▸ **TASK INSTRUCTIONS**: Extract from the listing each line in which the word "will" appears.
+ + + + + + +
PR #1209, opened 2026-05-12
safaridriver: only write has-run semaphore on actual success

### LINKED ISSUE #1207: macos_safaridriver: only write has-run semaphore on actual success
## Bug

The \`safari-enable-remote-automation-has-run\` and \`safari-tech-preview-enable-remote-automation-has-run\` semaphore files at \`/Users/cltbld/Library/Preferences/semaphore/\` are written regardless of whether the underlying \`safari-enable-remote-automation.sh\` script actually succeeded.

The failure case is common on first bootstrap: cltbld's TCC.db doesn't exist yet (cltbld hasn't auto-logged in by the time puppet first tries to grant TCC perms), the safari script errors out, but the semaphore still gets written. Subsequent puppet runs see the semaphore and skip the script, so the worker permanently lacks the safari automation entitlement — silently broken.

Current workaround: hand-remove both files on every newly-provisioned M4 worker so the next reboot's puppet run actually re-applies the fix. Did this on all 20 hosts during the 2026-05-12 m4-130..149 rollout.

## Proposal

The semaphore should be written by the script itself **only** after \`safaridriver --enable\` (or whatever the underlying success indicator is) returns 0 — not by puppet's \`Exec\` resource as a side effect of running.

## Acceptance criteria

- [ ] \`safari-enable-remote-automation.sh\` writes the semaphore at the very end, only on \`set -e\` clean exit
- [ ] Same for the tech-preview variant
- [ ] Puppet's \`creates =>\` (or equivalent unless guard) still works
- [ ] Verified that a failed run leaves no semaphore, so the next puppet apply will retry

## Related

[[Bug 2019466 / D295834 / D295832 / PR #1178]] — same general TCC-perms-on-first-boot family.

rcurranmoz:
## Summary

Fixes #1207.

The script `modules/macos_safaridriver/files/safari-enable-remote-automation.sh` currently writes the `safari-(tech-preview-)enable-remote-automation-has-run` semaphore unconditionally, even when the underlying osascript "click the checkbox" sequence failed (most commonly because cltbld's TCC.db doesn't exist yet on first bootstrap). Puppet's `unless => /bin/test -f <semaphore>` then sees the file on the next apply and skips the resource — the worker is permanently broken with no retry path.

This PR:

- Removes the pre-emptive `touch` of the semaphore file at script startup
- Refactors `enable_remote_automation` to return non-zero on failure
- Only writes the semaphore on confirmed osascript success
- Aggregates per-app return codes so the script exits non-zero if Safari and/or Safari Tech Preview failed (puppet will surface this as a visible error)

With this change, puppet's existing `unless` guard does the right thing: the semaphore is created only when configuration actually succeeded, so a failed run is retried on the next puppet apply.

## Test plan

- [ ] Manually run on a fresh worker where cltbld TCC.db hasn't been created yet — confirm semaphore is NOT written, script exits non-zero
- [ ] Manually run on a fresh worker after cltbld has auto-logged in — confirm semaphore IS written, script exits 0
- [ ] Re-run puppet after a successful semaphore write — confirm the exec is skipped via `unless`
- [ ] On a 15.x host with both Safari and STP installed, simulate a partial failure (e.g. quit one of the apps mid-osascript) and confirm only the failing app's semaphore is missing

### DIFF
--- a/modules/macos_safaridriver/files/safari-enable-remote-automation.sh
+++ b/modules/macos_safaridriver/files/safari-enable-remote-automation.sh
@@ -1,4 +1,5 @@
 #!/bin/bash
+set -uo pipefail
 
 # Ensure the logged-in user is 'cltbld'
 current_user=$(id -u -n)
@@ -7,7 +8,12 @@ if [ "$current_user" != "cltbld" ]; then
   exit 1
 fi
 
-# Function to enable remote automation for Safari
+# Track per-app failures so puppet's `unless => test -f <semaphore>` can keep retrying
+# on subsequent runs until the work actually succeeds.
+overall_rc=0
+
+ + + + + + +
▸ **RESPONSE FOR THIS EXERCISE**:
- [ ] Verified that a failed run leaves no semaphore, so the next puppet apply will retry
- Aggregates per-app return codes so the script exits non-zero if Safari and/or Safari Tech Preview failed (puppet will surface this as a visible error)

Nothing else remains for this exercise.